▶ Exercise objective: Could you reproduce all of these records exactly?

── Given records

PR #5754, opened 2026-08-01
Add Eberg Qubo Q40NE AC

Ferszus:
Adds a separate device configuration for the Eberg Qubo Q40NE portable AC.

The device is similar to the existing Q40HD profile, but DPS 101 incorrectly reports `heat_s` while the unit is cooling. This causes Home Assistant to display `heating`.

For the Q40NE profile, `hvac_action` is mapped from DPS 4:

- `cold` -> `cooling`
- `hot` -> `heating`
- `dehumidify` -> `drying`

- Maps HVAC action from DPS 4 because DPS 101 reports an incorrect state.
- Maps DPS 30 as horizontal swing instead of vertical swing.
-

────

▶ Output of the exercise:
PR #5754, opened 2026-08-01
Add Eberg Qubo Q40NE AC

Ferszus:
Adds a separate device configuration for the Eberg Qubo Q40NE portable AC.

The device is similar to the existing Q40HD profile, but DPS 101 incorrectly reports `heat_s` while the unit is cooling. This causes Home Assistant to display `heating`.

For the Q40NE profile, `hvac_action` is mapped from DPS 4:

- `cold` -> `cooling`
- `hot` -> `heating`
- `dehumidify` -> `drying`

- Maps HVAC action from DPS 4 because DPS 101 reports an incorrect state.
- Maps DPS 30 as horizontal swing instead of vertical swing.
-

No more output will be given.